As suspected, you have no end relief angle on that tool and it will not be able to penetrate the work except with brute force. May I suggest you see the links in post 70 in this thread?

http://hobby-machinist.com/threads/turning-tool-and-facing-tool-questions.36687/

Have a look at the articles with particular attention to how to grind the various shapes and angles and then have a go at grinding the tool again. I hope it helps.


----------



## T Bredehoft (Jul 30, 2015)

Aside from what looks like a worn nose radius, it looks like it should cut well.  If the radius is just honed, go for it, if it's worn shiny,regrind the end until its' gone.

_Edit_: maybe a little more vertical relief on the end, try 7 to 12º under cut.


----------



## janvanruth (Jul 30, 2015)

there are some good videos on youtube on the subject of grinding cutting tools


----------



## Pinresto (Jul 30, 2015)

I made the adjustments you suggested and its def an improvement. I'm going to start again from the beginning after I read through the three part article on machinist blog. It's really good info. I had actually started reading it before you suggested it. I've got to run out for the evening but I'll post pics and an update tomorrow. 
Thanks, your help is much appreciated.


----------



## mikey (Jul 30, 2015)

Helping is what this forum is about, Tony, and the Beginner's Forum in particular. Read the articles for understanding but grind the tool as I suggested above. Your lathe is far more capable than it seems right now ...


----------



## Pinresto (Jul 31, 2015)

mikey said:


> Helping is what this forum is about, Tony, and the Beginner's Forum in particular. Read the articles for understanding but grind the tool as I suggested above. Your lathe is far more capable than it seems right now ...
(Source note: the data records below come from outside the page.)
PR #421, opened 2023-07-03
Use Zbc and Zbs in full core

tilk:
Added Zbc and Zbs support to the full core configuration, it therefore now has full B extension support.

A problem with handling ISA strings was found - the B extension is not generated, even though it's fully supported.

Rationalizing core configurations is left for later.


piotro888:
Generation problem Fixed in #424

piotro888 (approved):

lekcyjna123 (approved):

PR #425, opened 2023-07-03
Single caller method check

### LINKED ISSUE #416: Add support for one caller methods in typing
Since we can make methods ready based on input data in one caller methods, such usage is being added continuously in new places to make some _optimisations_. As for now we don't have any support for such methods in typing system and they are treated as normals methods. Only docstrings can said that if method will be connected to two or more callers an combinational loop will occur. So to prevent such kind of errors I would like to ask for introducing OneCallerMethod type to our typing system.

tilk:
For @lekcyjna123. For some weird, but kinda sensible use cases, it makes sense to have a method which can be called at most once. In such a case, it's better to check that assumption to avoid surprises later.

Fixes #416.


tilk:
Didn't really work for the intended use case. To be verified, changing to draft for now.

lekcyjna123 (approved):

piotro888 (approved):

PR #427, opened 2023-07-04
Simplified DummyLSU

tilk:
You wanted a simplified DummyLSU? You've got a simplified DummyLSU. Now with only two states in the FSM!

This also slightly increases IPC and reduces the core size.


lekcyjna123 (approved):
Now it looks much better.

piotro888 (approved):
Simpler LSU - simple approve

Very nice changes.
IPC results are interesting, maybe running operations immediately was not that great idea (this time probably because on jump mispredicts after LOAD).  Or is that because of other simplifications in FSM?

What a great article. I had to read it twice to absorb it all. I may even read through it again after grinding and cutting some more. As I gain experience I like to re read things. The info tends to become a more clear. 
  I've been grinding on my bench grinder up until today. It's difficult to get the correct angles, even with the tool rest. I guess it's because I'm grinding on a wheel and it's not a true angle. I know most people use them for grinding but I switched to my 12" disk sander. It was much easier to control. I ground what I think is a decent tool and it improved the performance. On the mystery metal I can now take a .020" doc and the hot rolled basically gives no resistance to anything I've thrown at it. It cuts like butter. I'm going to a metal supply store this weekend to pick up some stuff to play with. Do you have any recommendations? I'd like to make a set of machinist jacks for my first project. What would be a good metal to use? I'll post some pics of my new tool shortly. 
Thanks again


----------



## Pinresto (Jul 31, 2015)

I have a serpentine belt sitting around so I think I'm going to try it on the lathe to see if it helps any. I'm testing several gules on the excess belt to see which one holds the best.


----------



## Pinresto (Jul 31, 2015)




----------



## mikey (Jul 31, 2015)

Pinresto said:


> What a great article. I had to read it twice to absorb it all. I may even read through it again after grinding and cutting some more. As I gain experience I like to re read things. The info tends to become a more clear.
> I've been grinding on my bench grinder up until today. It's difficult to get the correct angles, even with the tool rest. I guess it's because I'm grinding on a wheel and it's not a true angle. I know most people use them for grinding but I switched to my 12" disk sander. It was much easier to control. I ground what I think is a decent tool and it improved the performance. On the mystery metal I can now take a .020" doc and the hot rolled basically gives no resistance to anything I've thrown at it. It cuts like butter. I'm going to a metal supply store this weekend to pick up some stuff to play with. Do you have any recommendations? I'd like to make a set of machinist jacks for my first project. What would be a good metal to use? I'll post some pics of my new tool shortly.
> Thanks again



Are you sure you've only ground a few tools, Tony? That looks like a fine tool to me! It sounds like it cuts better so can we assume we're past this depth of cut problem?

Now you need to learn to use that tool. Make small changes to the lead angle until you find your sweet spot for the particular operation you're doing. Roughing, facing and finishing will each have a sweet spot for every tool and you need to find yours. Once you do I think that tool will serve you well. Good job, Tony! You learn fast!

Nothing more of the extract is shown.